■ **Your objective**
For the data below, give again exactly the lines from the one containing "PR #2061, opened 2025-04-11" through the one containing "wild: -3.1%", both ends included, and no others.

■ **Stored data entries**
-- Opening Marker --

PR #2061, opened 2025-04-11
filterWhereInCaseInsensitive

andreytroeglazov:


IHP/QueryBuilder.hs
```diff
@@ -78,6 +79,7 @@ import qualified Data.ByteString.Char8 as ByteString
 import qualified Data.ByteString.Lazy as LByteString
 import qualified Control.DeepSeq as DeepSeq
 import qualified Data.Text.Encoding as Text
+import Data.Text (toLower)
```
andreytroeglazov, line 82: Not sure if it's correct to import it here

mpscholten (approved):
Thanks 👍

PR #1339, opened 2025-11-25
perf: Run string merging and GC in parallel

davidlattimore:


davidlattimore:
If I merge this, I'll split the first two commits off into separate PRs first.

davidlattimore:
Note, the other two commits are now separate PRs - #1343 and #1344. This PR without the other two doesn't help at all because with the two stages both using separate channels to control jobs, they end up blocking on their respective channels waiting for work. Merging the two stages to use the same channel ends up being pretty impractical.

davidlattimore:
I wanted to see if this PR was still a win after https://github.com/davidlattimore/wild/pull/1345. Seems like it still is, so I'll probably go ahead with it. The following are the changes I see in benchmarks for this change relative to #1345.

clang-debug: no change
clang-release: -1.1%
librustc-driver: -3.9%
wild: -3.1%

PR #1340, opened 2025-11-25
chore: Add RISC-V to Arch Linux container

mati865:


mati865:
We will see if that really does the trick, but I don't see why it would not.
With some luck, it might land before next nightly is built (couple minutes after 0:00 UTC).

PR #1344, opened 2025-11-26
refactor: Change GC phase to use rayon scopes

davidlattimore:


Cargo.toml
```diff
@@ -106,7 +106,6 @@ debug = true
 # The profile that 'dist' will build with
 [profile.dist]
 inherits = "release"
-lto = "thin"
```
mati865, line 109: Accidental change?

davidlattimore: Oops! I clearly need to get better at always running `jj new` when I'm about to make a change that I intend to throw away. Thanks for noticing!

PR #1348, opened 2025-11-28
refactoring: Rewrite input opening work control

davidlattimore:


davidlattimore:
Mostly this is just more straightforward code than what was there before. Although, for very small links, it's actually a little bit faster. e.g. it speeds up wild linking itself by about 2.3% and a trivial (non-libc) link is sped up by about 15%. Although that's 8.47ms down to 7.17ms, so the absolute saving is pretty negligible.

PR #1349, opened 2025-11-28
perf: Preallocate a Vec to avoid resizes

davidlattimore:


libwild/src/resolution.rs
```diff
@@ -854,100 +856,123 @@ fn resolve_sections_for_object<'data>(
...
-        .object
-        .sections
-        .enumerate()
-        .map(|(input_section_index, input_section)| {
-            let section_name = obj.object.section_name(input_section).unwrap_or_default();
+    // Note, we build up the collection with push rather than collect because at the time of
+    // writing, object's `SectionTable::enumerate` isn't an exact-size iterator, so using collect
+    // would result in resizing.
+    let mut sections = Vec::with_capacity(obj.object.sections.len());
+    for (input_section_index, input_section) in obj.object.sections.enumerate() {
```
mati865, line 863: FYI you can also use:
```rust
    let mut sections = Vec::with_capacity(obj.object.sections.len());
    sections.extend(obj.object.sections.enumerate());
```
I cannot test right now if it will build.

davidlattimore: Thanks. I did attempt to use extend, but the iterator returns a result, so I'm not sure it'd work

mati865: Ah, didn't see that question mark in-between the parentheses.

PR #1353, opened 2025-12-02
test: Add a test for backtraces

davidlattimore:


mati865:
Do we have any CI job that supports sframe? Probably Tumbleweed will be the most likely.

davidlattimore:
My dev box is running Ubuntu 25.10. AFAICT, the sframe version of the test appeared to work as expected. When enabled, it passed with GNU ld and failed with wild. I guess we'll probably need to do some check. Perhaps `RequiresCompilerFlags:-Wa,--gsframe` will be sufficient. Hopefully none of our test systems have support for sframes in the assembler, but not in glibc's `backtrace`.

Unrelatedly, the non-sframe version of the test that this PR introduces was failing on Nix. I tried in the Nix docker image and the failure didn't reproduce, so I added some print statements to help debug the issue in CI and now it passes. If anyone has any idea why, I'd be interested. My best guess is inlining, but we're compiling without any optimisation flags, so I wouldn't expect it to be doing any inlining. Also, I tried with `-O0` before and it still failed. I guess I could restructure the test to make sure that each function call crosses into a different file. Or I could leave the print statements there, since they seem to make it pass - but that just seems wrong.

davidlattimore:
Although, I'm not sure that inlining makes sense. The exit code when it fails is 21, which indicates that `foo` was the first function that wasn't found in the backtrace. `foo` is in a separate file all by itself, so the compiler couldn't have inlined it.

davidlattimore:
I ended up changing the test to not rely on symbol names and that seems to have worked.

-- Closing Marker --
-- Opening Marker --

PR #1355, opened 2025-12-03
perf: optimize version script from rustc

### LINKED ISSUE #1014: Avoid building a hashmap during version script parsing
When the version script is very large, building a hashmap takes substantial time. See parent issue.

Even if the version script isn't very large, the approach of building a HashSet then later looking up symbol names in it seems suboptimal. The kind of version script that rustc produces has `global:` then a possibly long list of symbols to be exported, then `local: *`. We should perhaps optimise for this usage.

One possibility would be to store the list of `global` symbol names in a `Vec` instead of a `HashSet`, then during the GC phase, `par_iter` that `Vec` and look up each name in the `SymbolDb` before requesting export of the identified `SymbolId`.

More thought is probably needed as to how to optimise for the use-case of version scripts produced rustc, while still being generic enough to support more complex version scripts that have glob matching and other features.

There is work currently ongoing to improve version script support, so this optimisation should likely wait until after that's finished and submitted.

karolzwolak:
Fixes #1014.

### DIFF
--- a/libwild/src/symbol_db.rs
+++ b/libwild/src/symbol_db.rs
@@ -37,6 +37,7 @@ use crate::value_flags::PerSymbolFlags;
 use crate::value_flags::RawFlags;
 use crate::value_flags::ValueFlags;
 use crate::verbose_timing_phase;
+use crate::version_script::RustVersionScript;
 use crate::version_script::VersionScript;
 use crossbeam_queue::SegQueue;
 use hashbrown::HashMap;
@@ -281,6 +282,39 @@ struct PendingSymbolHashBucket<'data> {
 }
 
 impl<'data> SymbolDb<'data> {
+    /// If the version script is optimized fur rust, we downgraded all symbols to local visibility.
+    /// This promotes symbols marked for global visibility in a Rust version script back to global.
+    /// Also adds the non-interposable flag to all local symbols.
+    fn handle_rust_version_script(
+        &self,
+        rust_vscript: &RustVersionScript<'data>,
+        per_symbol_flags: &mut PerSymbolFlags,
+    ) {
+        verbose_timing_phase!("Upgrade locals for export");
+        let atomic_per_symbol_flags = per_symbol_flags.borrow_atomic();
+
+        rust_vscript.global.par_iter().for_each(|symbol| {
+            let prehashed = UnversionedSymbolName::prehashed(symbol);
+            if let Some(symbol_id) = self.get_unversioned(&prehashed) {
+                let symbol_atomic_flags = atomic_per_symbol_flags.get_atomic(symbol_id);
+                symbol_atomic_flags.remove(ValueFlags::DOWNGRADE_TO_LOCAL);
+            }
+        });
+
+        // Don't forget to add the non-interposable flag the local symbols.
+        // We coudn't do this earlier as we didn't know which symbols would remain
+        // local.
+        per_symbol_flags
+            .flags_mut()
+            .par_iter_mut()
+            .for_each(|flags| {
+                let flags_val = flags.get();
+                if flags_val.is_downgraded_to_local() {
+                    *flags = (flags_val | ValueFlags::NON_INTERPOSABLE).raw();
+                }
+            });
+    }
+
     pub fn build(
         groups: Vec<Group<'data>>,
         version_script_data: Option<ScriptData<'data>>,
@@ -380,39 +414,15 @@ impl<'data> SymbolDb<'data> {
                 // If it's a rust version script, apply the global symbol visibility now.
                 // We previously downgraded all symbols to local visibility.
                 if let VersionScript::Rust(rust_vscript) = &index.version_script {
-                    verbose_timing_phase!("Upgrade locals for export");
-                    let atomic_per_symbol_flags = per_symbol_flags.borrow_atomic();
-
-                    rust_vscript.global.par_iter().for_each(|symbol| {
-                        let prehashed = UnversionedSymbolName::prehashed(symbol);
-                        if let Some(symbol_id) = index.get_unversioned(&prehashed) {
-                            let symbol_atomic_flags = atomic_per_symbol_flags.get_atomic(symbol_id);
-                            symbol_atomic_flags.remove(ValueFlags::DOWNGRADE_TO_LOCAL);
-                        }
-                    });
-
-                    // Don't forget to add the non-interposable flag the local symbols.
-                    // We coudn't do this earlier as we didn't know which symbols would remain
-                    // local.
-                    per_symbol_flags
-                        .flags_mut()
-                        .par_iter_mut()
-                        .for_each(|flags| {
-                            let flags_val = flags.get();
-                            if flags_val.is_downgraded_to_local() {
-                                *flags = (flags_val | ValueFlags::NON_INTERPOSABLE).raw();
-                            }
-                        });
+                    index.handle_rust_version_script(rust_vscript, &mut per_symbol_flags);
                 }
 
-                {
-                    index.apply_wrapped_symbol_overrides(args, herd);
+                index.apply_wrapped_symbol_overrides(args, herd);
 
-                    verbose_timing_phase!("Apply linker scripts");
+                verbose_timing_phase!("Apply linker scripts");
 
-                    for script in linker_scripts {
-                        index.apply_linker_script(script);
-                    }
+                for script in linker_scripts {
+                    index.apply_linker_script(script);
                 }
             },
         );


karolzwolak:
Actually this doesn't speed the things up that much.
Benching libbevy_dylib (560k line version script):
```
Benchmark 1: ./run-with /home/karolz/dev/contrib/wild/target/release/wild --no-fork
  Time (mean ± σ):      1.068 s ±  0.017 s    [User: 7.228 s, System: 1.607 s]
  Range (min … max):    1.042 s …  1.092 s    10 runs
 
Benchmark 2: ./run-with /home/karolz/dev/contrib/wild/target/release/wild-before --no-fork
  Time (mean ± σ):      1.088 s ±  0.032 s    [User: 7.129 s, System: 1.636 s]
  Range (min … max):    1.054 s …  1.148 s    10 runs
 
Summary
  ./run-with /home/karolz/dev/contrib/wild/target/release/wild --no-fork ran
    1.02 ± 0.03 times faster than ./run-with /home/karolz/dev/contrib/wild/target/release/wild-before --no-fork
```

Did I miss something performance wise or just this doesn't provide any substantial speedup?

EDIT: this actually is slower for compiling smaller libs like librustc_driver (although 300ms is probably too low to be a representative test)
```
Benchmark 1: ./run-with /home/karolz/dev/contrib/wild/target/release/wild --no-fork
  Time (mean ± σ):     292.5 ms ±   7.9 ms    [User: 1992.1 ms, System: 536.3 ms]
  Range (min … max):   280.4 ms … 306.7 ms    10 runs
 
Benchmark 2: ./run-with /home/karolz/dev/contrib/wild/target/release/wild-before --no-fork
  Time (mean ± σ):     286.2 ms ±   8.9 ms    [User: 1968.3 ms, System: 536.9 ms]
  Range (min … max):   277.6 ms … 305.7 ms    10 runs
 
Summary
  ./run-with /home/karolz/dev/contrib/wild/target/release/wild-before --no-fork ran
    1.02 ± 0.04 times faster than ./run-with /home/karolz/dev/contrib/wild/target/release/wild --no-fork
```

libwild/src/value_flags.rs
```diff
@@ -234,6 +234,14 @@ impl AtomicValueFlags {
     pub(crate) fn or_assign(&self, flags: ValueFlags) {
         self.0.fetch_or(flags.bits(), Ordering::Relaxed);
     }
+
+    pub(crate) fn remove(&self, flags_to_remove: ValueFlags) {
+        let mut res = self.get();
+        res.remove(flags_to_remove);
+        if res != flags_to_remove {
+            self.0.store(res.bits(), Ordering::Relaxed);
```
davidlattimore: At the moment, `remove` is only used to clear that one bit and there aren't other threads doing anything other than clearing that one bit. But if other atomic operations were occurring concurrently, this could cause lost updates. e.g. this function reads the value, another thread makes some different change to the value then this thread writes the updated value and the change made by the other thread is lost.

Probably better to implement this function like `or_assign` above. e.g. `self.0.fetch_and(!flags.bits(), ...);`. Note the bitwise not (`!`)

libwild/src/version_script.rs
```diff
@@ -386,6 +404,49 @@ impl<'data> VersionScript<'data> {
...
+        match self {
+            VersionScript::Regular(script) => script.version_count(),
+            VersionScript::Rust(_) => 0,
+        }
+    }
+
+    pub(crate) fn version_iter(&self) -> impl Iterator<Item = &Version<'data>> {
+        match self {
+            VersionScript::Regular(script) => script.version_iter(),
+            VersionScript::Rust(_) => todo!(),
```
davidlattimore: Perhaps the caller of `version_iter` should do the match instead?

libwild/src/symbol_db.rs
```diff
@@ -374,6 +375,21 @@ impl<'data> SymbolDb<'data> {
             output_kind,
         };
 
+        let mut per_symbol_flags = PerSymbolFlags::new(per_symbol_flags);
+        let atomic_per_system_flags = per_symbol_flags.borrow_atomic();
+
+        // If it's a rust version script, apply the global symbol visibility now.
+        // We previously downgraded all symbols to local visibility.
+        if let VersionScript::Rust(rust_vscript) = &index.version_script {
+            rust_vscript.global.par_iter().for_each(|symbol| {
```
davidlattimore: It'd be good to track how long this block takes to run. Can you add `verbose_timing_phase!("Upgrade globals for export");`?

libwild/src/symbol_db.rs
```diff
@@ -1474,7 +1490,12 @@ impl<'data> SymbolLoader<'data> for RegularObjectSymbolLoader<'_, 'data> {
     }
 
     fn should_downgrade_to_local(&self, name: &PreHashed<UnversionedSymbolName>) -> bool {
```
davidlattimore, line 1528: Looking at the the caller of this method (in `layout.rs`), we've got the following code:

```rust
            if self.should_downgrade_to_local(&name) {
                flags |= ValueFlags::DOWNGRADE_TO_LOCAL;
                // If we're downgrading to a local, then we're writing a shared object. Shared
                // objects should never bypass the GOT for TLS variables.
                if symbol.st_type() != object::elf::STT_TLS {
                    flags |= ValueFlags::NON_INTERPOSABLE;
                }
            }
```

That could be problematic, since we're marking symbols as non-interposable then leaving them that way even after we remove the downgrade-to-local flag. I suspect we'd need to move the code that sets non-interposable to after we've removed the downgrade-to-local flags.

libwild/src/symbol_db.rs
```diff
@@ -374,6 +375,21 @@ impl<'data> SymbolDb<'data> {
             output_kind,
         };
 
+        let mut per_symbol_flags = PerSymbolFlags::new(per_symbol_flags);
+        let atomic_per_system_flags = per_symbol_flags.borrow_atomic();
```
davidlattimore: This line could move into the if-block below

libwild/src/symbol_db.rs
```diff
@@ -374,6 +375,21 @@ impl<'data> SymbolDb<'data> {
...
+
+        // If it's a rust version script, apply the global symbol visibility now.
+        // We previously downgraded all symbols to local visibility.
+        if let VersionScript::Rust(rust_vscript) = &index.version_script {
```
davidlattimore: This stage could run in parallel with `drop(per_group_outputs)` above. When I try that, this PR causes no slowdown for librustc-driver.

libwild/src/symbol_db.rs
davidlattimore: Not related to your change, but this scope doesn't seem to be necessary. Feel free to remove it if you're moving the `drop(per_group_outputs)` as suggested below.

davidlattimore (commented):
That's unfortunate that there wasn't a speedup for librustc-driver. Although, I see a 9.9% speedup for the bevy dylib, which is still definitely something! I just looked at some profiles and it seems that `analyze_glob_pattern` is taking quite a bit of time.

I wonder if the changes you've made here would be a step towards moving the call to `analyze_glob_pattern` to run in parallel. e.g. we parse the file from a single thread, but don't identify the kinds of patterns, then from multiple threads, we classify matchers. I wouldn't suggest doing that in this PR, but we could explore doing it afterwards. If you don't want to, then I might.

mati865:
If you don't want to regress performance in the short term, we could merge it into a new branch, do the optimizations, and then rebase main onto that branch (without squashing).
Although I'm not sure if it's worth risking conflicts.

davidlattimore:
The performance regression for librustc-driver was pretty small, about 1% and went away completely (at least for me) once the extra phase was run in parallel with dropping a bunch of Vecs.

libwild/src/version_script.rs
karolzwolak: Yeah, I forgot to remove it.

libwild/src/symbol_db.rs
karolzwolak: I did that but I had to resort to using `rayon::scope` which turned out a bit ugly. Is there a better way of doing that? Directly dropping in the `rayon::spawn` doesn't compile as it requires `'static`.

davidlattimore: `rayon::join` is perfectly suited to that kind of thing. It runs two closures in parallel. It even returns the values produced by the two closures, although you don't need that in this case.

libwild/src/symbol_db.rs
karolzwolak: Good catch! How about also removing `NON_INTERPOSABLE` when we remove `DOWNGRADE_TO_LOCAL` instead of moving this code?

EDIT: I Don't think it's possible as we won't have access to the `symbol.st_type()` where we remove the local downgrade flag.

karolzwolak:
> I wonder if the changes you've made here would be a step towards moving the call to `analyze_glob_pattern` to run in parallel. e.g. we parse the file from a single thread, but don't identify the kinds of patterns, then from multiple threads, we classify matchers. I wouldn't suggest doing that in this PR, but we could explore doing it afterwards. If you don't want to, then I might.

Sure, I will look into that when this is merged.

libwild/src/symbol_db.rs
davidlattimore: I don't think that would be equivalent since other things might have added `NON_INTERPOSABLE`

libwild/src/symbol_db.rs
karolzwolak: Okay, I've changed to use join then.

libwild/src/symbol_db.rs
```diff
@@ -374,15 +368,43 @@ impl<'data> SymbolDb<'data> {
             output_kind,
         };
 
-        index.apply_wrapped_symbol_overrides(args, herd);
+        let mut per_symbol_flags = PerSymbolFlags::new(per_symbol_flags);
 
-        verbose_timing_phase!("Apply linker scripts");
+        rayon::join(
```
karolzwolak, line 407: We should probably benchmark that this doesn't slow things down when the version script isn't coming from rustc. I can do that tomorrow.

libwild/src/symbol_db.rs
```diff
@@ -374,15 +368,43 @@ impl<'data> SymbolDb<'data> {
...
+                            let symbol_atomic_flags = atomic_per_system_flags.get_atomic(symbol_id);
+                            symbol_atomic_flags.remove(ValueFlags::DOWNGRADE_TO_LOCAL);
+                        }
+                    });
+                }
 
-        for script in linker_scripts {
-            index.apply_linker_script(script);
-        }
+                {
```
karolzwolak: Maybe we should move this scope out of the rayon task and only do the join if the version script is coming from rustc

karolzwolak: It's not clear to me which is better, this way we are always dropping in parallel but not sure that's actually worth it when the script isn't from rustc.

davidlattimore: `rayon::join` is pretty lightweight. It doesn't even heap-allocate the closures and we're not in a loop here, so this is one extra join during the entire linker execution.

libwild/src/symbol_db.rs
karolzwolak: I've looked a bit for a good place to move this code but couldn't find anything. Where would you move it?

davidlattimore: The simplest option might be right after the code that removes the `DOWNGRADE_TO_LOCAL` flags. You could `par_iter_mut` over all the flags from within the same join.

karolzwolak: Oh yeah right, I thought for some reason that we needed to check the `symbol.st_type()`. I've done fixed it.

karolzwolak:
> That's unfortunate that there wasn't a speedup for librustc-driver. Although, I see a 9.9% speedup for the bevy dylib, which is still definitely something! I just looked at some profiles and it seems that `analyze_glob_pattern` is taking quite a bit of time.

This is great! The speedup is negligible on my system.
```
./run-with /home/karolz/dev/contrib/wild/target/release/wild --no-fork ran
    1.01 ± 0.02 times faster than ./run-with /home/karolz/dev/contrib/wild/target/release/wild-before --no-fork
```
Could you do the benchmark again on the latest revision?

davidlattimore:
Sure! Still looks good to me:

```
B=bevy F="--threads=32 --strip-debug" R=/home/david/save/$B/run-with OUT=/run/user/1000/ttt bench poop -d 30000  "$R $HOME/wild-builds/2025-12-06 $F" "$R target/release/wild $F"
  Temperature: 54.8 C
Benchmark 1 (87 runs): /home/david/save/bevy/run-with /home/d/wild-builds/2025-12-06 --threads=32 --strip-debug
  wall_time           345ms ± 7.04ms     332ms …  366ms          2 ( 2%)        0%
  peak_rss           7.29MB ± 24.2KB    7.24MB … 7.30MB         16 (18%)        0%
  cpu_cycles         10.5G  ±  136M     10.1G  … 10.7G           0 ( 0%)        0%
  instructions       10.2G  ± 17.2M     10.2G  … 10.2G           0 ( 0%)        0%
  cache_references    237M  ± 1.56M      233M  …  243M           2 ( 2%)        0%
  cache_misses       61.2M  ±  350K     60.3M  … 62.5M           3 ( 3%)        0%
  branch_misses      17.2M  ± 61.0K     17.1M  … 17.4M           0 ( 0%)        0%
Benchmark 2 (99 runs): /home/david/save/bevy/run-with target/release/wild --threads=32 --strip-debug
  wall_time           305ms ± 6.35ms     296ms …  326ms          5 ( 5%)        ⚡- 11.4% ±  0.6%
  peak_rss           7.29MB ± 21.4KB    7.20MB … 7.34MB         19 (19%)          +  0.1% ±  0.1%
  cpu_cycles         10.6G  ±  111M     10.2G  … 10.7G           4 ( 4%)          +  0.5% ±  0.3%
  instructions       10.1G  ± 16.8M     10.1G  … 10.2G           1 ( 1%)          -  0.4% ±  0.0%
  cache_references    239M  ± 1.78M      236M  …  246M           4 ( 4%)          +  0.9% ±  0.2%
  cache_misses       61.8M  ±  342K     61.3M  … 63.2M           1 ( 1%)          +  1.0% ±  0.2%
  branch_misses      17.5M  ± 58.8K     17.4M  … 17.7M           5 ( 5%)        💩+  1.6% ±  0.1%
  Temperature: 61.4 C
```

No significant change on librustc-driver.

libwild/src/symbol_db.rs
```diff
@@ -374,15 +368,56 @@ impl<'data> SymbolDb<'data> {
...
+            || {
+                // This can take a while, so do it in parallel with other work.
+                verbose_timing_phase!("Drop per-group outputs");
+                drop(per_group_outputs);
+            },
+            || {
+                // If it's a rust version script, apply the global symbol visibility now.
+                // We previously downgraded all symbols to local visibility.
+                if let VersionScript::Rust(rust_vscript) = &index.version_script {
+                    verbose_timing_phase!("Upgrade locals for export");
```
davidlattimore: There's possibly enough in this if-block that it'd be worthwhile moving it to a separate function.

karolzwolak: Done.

-- Closing Marker --
-- Opening Marker --

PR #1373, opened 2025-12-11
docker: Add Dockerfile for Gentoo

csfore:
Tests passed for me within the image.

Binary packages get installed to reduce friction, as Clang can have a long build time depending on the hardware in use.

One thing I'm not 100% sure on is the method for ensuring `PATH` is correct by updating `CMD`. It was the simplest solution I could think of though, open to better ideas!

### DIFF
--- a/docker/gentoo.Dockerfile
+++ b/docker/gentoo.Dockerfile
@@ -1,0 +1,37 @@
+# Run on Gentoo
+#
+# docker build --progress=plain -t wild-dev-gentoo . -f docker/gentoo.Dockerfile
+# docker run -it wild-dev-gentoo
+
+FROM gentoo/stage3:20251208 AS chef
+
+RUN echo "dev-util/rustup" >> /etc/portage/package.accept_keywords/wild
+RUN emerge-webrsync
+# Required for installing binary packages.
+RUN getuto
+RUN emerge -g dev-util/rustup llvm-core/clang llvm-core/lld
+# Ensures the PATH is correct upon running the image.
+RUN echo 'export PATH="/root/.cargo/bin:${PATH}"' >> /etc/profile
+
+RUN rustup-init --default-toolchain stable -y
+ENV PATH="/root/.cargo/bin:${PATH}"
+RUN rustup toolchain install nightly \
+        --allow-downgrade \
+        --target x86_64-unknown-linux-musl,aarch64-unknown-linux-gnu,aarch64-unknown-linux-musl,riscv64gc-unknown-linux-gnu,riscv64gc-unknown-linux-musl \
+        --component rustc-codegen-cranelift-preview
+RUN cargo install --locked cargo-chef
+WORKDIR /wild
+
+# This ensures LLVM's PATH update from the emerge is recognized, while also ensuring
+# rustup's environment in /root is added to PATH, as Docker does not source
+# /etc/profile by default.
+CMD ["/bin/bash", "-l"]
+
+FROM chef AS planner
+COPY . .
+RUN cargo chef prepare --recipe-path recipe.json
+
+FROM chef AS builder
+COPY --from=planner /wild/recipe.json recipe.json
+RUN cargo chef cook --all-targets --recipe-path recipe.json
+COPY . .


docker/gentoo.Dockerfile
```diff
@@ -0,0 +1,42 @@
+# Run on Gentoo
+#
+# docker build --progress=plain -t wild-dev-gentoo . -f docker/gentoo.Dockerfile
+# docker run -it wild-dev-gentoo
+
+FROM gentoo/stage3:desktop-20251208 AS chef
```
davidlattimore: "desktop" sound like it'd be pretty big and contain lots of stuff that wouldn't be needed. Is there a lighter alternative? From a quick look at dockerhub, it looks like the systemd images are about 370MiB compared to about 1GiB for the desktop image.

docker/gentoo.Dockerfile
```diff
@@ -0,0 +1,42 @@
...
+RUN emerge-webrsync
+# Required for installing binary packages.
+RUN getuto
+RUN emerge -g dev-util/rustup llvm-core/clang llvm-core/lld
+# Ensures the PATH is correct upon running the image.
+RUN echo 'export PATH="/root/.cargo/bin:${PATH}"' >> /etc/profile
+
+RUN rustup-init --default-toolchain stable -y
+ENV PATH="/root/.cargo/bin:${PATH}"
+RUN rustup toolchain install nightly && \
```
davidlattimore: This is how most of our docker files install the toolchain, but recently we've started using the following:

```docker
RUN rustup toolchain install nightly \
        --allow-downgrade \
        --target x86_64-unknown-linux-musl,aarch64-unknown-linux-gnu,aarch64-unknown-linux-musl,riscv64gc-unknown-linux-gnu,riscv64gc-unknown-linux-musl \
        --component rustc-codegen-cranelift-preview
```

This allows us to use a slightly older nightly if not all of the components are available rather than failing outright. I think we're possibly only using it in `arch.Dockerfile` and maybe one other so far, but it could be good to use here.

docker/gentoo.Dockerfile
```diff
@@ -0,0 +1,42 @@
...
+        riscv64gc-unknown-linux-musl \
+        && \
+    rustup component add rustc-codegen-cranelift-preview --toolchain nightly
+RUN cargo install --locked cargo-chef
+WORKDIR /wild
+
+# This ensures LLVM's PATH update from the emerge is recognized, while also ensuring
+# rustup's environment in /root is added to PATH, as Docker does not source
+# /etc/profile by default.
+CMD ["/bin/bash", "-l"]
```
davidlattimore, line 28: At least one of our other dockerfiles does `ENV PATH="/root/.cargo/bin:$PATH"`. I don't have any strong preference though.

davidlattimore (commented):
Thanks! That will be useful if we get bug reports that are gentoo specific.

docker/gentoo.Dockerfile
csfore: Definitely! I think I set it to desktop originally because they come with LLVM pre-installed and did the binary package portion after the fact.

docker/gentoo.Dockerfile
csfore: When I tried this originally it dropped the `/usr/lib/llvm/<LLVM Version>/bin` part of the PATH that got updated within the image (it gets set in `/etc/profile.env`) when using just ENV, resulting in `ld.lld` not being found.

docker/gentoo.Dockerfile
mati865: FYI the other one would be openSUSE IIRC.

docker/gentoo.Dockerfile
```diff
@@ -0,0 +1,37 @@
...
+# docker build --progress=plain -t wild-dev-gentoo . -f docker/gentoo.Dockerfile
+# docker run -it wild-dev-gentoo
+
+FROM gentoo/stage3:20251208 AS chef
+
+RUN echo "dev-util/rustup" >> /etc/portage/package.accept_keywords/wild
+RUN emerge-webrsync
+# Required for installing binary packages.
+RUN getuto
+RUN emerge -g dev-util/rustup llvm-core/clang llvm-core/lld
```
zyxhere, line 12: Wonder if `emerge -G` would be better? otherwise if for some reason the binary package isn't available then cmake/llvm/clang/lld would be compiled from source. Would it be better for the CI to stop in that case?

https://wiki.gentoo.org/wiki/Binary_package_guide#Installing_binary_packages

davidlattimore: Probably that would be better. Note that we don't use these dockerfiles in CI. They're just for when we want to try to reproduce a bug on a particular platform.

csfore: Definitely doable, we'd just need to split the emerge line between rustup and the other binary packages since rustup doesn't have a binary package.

-- Closing Marker --

■ **Problem solution**
PR #2061, opened 2025-04-11
filterWhereInCaseInsensitive

andreytroeglazov:


IHP/QueryBuilder.hs
```diff
@@ -78,6 +79,7 @@ import qualified Data.ByteString.Char8 as ByteString
 import qualified Data.ByteString.Lazy as LByteString
 import qualified Control.DeepSeq as DeepSeq
 import qualified Data.Text.Encoding as Text
+import Data.Text (toLower)
```
andreytroeglazov, line 82: Not sure if it's correct to import it here

mpscholten (approved):
Thanks 👍

PR #1339, opened 2025-11-25
perf: Run string merging and GC in parallel

davidlattimore:


davidlattimore:
If I merge this, I'll split the first two commits off into separate PRs first.

davidlattimore:
Note, the other two commits are now separate PRs - #1343 and #1344. This PR without the other two doesn't help at all because with the two stages both using separate channels to control jobs, they end up blocking on their respective channels waiting for work. Merging the two stages to use the same channel ends up being pretty impractical.

davidlattimore:
I wanted to see if this PR was still a win after https://github.com/davidlattimore/wild/pull/1345. Seems like it still is, so I'll probably go ahead with it. The following are the changes I see in benchmarks for this change relative to #1345.

clang-debug: no change
clang-release: -1.1%
librustc-driver: -3.9%
wild: -3.1%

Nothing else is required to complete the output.